__EXERCISE BRIEF__.
An exact reproduction of all entries is expected.

Collected data entries:
PR #32, opened 2018-02-20
use dust parameters in GCR schema (fix #9)

### LINKED ISSUE #9: Use dust parameters Av and Rv from GCR
Per the discussion in #5 and https://github.com/LSSTDESC/gcr-catalogs/issues/70, the dust parameters Av and Rv will be included in the input catalog and become available in GCR, so this interface can (and should) directly use them.

I think this should be straightforward, basically revising (removing?) the function `get_internalDustParams` in [`python/desc/sims/GCRCatSimInterface/CatalogClasses.py`](https://github.com/LSSTDESC/sims_GCRCatSimInterface/blob/master/python/desc/sims/GCRCatSimInterface/CatalogClasses.py#L37).

@danielsf any thoughts? I think I can also help with this one.

yymao:
Another simple PR to fix #9. We now use the dust parameters as defined in the GCR schema. 

Current GCR schema only has one-component dust parameters. But this PR is future compatible in the sense that the code would use two-component dust parameters when exist; and if not, fall back to one-component dust parameters. 

Thanks to @danielsf for some technical help.

### DIFF
--- a/python/desc/sims/GCRCatSimInterface/CatalogClasses.py
+++ b/python/desc/sims/GCRCatSimInterface/CatalogClasses.py
@@ -28,7 +28,7 @@ class DC2PhosimCatalogSN(PhoSimCatalogSN):
     def get_shorterFileNames(self):
         """
         Method to truncate filenames for transient
-        spectra written out by phosim. 
+        spectra written out by phosim.
 
         .. note: the variable sep needs to be in
         `self.sn_sedfile_prefix` before writing out
@@ -39,7 +39,7 @@ class DC2PhosimCatalogSN(PhoSimCatalogSN):
         split_names = []
         for fname in fnames:
             if 'None' not in fname:
-                fname = sep + fname.split(sep)[-1] 
+                fname = sep + fname.split(sep)[-1]
             else:
                 fname = 'None'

__RESPONSE FOR THIS EXERCISE__.
PR #32, opened 2018-02-20
use dust parameters in GCR schema (fix #9)

### LINKED ISSUE #9: Use dust parameters Av and Rv from GCR
Per the discussion in #5 and https://github.com/LSSTDESC/gcr-catalogs/issues/70, the dust parameters Av and Rv will be included in the input catalog and become available in GCR, so this interface can (and should) directly use them.

I think this should be straightforward, basically revising (removing?) the function `get_internalDustParams` in [`python/desc/sims/GCRCatSimInterface/CatalogClasses.py`](https://github.com/LSSTDESC/sims_GCRCatSimInterface/blob/master/python/desc/sims/GCRCatSimInterface/CatalogClasses.py#L37).

@danielsf any thoughts? I think I can also help with this one.

yymao:
Another simple PR to fix #9. We now use the dust parameters as defined in the GCR schema. 

Current GCR schema only has one-component dust parameters. But this PR is future compatible in the sense that the code would use two-component dust parameters when exist; and if not, fall back to one-component dust parameters. 

Thanks to @danielsf for some technical help.

### DIFF
--- a/python/desc/sims/GCRCatSimInterface/CatalogClasses.py
+++ b/python/desc/sims/GCRCatSimInterface/CatalogClasses.py
@@ -28,7 +28,7 @@ class DC2PhosimCatalogSN(PhoSimCatalogSN):
     def get_shorterFileNames(self):
         """
         Method to truncate filenames for transient
-        spectra written out by phosim. 
+        spectra written out by phosim.
 
         .. note: the variable sep needs to be in
         `self.sn_sedfile_prefix` before writing out
@@ -39,7 +39,7 @@ class DC2PhosimCatalogSN(PhoSimCatalogSN):
         split_names = []
         for fname in fnames:
             if 'None' not in fname:
-                fname = sep + fname.split(sep)[-1] 
+                fname = sep + fname.split(sep)[-1]
             else:
                 fname = 'None'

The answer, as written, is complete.